Amazon's Rudolf Schneider Argues the Old Idea of a Marketing Funnel No Longer Holds
Rudolf Schneider is Director EU, Retail Media at Amazon Ads. He opened Retail Media Pioneers with a case for rethinking how brands plan across the funnel, built on a story from years before retail media existed as a category.
Before joining Amazon in 2016, Schneider managed a directory assistance service in Germany. A long-running internal debate there questioned whether a seven-figure marketing budget delivered any real impact. On July 3, 2010, during Germany’s World Cup quarterfinal against Argentina, Schneider ran a television ad during the match break. He watched call volume spike the next day.
He drew three lessons from that moment that would shape the rest of his talk. Reach matters, since 26 million people watched that match. Relevance matters, since the ad’s storyline aligned naturally with football. And measurement matters, since the spike gave him proof the budget was doing something a debate alone never could.
Schneider compared sponsored ads, introduced by Amazon in 2014, to a striker on a football team: the position that scores the most visible goals. But he argued that many brands still build their entire retail media strategy around that one position. “Imagine you’re a football coach and you’re just fielding two strikers,” he said. “Do you think this would be a good strategy to win the match?” The analogy set up his broader argument that full-funnel marketing, not performance media alone, is where retail media needs to go next.
He backed that argument with figures on how complicated the modern customer journey has become. Customers now cross more than ten touchpoints before a purchase. Only a small share of consumers say they recall the ads they see as relevant. More than 60 percent of advertisers describe measurement as a challenge. Schneider said this pushes many teams toward simpler last-click attribution, since it’s easier to report, even though it credits only the final touchpoint in a much longer journey.
Schneider organized the rest of the session around three qualities. He said these define brands that succeed at full-funnel planning: reach, being present where customers actually spend their time; relevance, reaching them with the right message at the right moment; and memory, understanding how each touchpoint along the way contributes to the eventual outcome.
On reach, he pointed to Amazon DSP’s access to premium inventory beyond Amazon’s own properties. This includes streaming partners like Prime Video, where roughly a third of UK adults watch content at least monthly, as well as other premium video and connected TV publishers.
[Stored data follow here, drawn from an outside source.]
PR #2606, opened 2017-12-07
Remove recv() call to make code more portable.

SeanCampbell:
Based on discussion in Stackdriver/collectd [windows-fixes branch](https://github.com/Stackdriver/collectd/commit/bee5e168175e3078b681585fa0fe3f7361d90055).

### DIFF
--- a/src/daemon/common.c
+++ b/src/daemon/common.c
@@ -262,10 +262,7 @@ int swrite(int fd, const void *buf, size_t count) {
   pfd.events = POLLIN | POLLHUP;
   pfd.revents = 0;
   if (poll(&pfd, 1, 0) > 0) {
-    char buffer[32];
-    if (recv(fd, buffer, sizeof(buffer), MSG_PEEK | MSG_DONTWAIT) == 0) {
-      /* if recv returns zero (even though poll() said there is data to be
-       * read), that means the connection has been closed */
+    if (pfd.revents & POLLHUP) {
       errno = ECONNRESET;
       return -1;
     }


SeanCampbell:
@igorpeshansky To keep you in the loop

src/daemon/common.c
```diff
@@ -262,10 +262,7 @@ int swrite(int fd, const void *buf, size_t count) {
   pfd.events = POLLIN | POLLHUP;
   pfd.revents = 0;
   if (poll(&pfd, 1, 0) > 0) {
-    char buffer[32];
-    if (recv(fd, buffer, sizeof(buffer), MSG_PEEK | MSG_DONTWAIT) == 0) {
-      /* if recv returns zero (even though poll() said there is data to be
-       * read), that means the connection has been closed */
+    if (pfd.revents & POLLHUP) {
```
rpv-tomsk: Unfortunately, my check shows this change not equivalent to existing implementation.

rpv-tomsk:
Hi!

I made a test to check if your proposed change is safe.
That was done by adding some lines into `swrite()`:
```
--- a/src/daemon/common.c
+++ b/src/daemon/common.c
@@ -262,10 +262,15 @@ int swrite(int fd, const void *buf, size_t count) {
   pfd.events = POLLIN | POLLHUP;
   pfd.revents = 0;
   if (poll(&pfd, 1, 0) > 0) {
+    DEBUG("Received Poll Event from fd %i. ", fd);
+    if (pfd.revents & POLLHUP) {
+      DEBUG("Received POLLHUP from fd %i. ", fd);
+    }
     char buffer[32];
     if (recv(fd, buffer, sizeof(buffer), MSG_PEEK | MSG_DONTWAIT) == 0) {
       /* if recv returns zero (even though poll() said there is data to be
        * read), that means the connection has been closed */
+      DEBUG("Received recv() == 0 from fd %i. ", fd);
       errno = ECONNRESET;
       return -1;
     }
```
I got the following debug output:
```
[2017-12-11 01:26:55] Received Poll Event from fd 3.
[2017-12-11 01:26:55] Received recv() == 0 from fd 3.
[2017-12-11 01:26:55] memcached plugin: Instance "local": write(2) failed: Connection reset by peer
[2017-12-11 01:26:55] read-function of plugin `memcached/local' failed. Will suspend it for 20.000 seconds.
```

So, as you can see, expected line `Received POLLHUP from fd 3.` is missing.
I catched a deadloop

SeanCampbell:
Thanks, Pavel. I'm working on getting this to build on Windows with Cygwin. Since this doesn't work, I'll see if there's a working portable way, or perhaps go with a Windows-specific version.

src/daemon/common.c
SeanCampbell: I'm having trouble recreating this issue. Running the write_graphite plugin, I actually had the opposite problem where the pfd.revents & POLLHUP block is executing and not the recv(...) == 0 block, but I think I have a fix for that.

With the memcached plugin enabled for me, neither seems to be called.

What is your configuration?

rpv-tomsk: >Running the write_graphite plugin, I actually had the opposite problem where the pfd.revents & POLLHUP block is executing and not the recv(...) == 0 block, but I think I have a fix for that.

That is caused by a fact what `write_graphite` writes mostly, and `memcached` mostly reads.
As I say before,
>It [POLLHUP] appears there only after write() attempt, so I see no way to code changes.
That may be possible what for `write_graphite`, you found `POLLHUP` set after previous write attempt has failed.

```
ReadThreads  1
WriteThreads 1
MaxReadInterval 20

LoadPlugin memcached
<Plugin memcached>
       <Instance "local">
               Address "127.0.0.1"
               Port "11211"
               #Socket "/var/run/memcached/memcached.sock"
       </Instance>
</Plugin>

+network plugin as write plugin
+logfile plugin to get console output 
+configure --enable-debug of course
```

I used a memcached instance or 'nc -l 127.0.0.1 -p 11211' for debug.
Also I use a `strace` for debugging: 
Look for main Collectd pid, then do 'cd /proc/PID/tasks', 'ls -l'. 
Last one (with max value in my case) will be a PID of read thread.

On relevance, Schneider described Amazon’s use of contextual advertising. AI analyzes the content of a web page or video to align an ad with its surroundings, placing a smart watch ad within a fitness article, for example, or an action camera ad inside a sports film. He also introduced interactive video ads that let viewers add a product to their cart directly from a connected TV. This addresses what he described as a common gap: a viewer sees an ad, means to look up the product on a second screen, and forgets before they get the chance.
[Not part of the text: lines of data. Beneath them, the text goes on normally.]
Issue #2587, opened 2017-12-01
tail plugin: wrong metric name reported to graphite for latency distribution


PhantomPhreak:
*   Version of collectd: 5.8.0.34.g3d082a9-1~jessie
*   Operating system / distribution: Debian 8.5

## Expected behavior
Metrics reported to graphite with following name (accordingly to [documentation](https://github.com/collectd/collectd/blob/master/src/collectd.conf.pod#plugin-tail))
`[<Instance>-]<Percent>`
In my case, metric reported to graphite should be like `something.instance-percent`
## Actual behavior
Metrics reported in format
`[<Instance>-]<Percent>.00`
In my case, metric reported to graphite looks like `something.instance-percent.00`

```
# ls -alh
drwxr-xr-x  2 _graphite _graphite 4.0K Nov 30 19:36 req_200-15
-rw-r--r--  1 _graphite _graphite  13M Nov 30 19:40 req_200-15.wsp

# ls -alh req_200-15
-rw-r--r--  1 _graphite _graphite  13M Dec  1 17:38 00.wsp

```

I guess this problem may be related to #2442

rpv-tomsk:
It looks like percent value is reported in form of `15.00`. 
Can you please show tail plugin configuration?

rpv-tomsk:
@rubenk , can you please fix 'snprintf' format so both GCC 7 will be happy and backward compatibility will be retained?

We need to revert change of `src/utils_tail_match.c` by f46d76e976ed76d2d8fa297918ecd308680d7ae9 commit and do the fix in a different way. Can you please do this?

rubenk:
@rpv-tomsk I'm sorry, but I don't understand what you want me to do?

rpv-tomsk:
Ruben, have you a GCC 7 to check code changes?

Commit f46d76e976ed76d2d8fa297918ecd308680d7ae9  has change:
```
-      snprintf(vl.type_instance, sizeof(vl.type_instance), "%s-%.0f",
+      snprintf(vl.type_instance, sizeof(vl.type_instance), "%.117s-%.2f",
```

That changes format of type instance to fix 'gcc 7 format-truncation errors'.
Unfortunately that changes format of a number, now it adds two digits after the radix character.
Example of  format change result:
```
# perl -e 'print sprintf("%.0f\n", 2);'
2
# perl -e 'print sprintf("%.2f\n", 2);'
2.00
```

[...]

PR #2611, opened 2017-12-10
tail plugin, latency: Fix regressions after #2535

rpv-tomsk:
As reported in #2587, the f46d76e976ed76d2d8fa297918ecd308680d7ae9 causes regression.

1) It adds two fixed decimal places into type instance of reported percentiles.

Before: 

```
# perl -e 'print sprintf("%.0f\n", 10.05);'
10
```
After:
```
# perl -e 'print sprintf("%.2f\n", 10.00);'
10.00
```

Also, the difference in format of percentile appeared after f46d76e976ed76d2d8fa297918ecd308680d7ae9 : the '%.0f' was in use when no type instance is configured, and '%.2f' - when type instance is set.

This was fixed by setting format to '%.4g' for all cases. 
I think it's enough to use '%.4g' to output percentile values which are in range from 0 to 100.

2) It reduces accuracy of bounds in reported buckets.

Before:
```
# perl -e 'print sprintf("%g\n", 10.05);'
10.05
```
After:
```
# perl -e 'print sprintf("%.2g\n", 100);'
1e+02
# perl -e 'print sprintf("%.2g\n", 10.05);'
10
```

This was fixed by reverting format back to '%g' as it was before f46d76e976ed76d2d8fa297918ecd308680d7ae9. 

Summary:
- Removed two fixed decimal places from type instance of percentiles
- Recovered accuracy of bounds in type instance of buckets
+ Allowed (compared to state before #2535) to report percentiles with fractional values
* Changed maximum length of reported type and type instance to 50 chars in all latency metrics

References: #2535, #2587

Have anybody any objections against merging this?

CC @taraschornyi, @mfournier, @PhantomPhreak

### DIFF
--- a/src/utils_tail_match.c
+++ b/src/utils_tail_match.c
@@ -118,10 +118,10 @@ static int latency_submit_match(cu_match_t *match, void *user_data) {
   sstrncpy(vl.type, data->type, sizeof(vl.type));
   for (size_t i = 0; i < data->latency_config.percentile_num; i++) {
     if (strlen(data->type_instance) != 0)
-      snprintf(vl.type_instance, sizeof(vl.type_instance), "%.117s-%.2f",
+      snprintf(vl.type_instance, sizeof(vl.type_instance), "%.50s-%.5g",
                data->type_instance, data->latency_config.percentile[i]);
     else
-      snprintf(vl.type_instance, sizeof(vl.type_instance), "%.0f",
+      snprintf(vl.type_instance, sizeof(vl.type_instance), "%.5g",
                data->latency_config.percentile[i]);
 
     vl.values = &(value_t){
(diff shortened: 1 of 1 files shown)


src/utils_tail_match.c
```diff
@@ -118,10 +118,10 @@ static int latency_submit_match(cu_match_t *match, void *user_data) {
   sstrncpy(vl.type, data->type, sizeof(vl.type));
   for (size_t i = 0; i < data->latency_config.percentile_num; i++) {
     if (strlen(data->type_instance) != 0)
-      snprintf(vl.type_instance, sizeof(vl.type_instance), "%.117s-%.2f",
+      snprintf(vl.type_instance, sizeof(vl.type_instance), "%.50s-%.4g",
```
octo: This format was originally `"%s-%.0f"`. Can we go back to using `%.0f` again?

rpv-tomsk: As stated before, that is done to allow to report percentiles with fractional values.
```
# perl -e 'use POSIX; printf("%.0f\n", 99.5);'
100
# perl -e 'use POSIX; printf("%.4g\n", 99.5);'
99.5
# perl -e 'use POSIX; printf("%.4g\n", 99);'
99
```
Configuration allows to set fractional percentile values, so we need to allow report them correctly.
If you want, we can split this change - set `%.0f` in 5.8 and `%.4g` in master.

octo: The docs don't say that fractional percentiles are forbidden, so it makes sense to support them. Put the `%g` variant into 5.8.

Maybe we can increase the precision to `%.5g` though – somebody is going to want to track five nines … ;)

Schneider’s closing point centered on measurement itself. Amazon Marketing Cloud already lets brands connect upper and mid-funnel activity to sales and upload their own data for deeper customer insight. Later in the year, Amazon planned to introduce multi-touch attribution, moving away from last-click models that give all the credit to the final touchpoint, typically the sponsored ad. In early testing, Schneider said, sponsored TV saw a 24 percent increase in attributed impact once earlier touchpoints were properly credited.
He closed by posing three questions for brands to ask themselves. Are you maximizing reach by being present where customers spend their time? Are you reaching the right customer with the right message at the right moment? Are you genuinely planning full-funnel, rather than stitching channels together after the fact?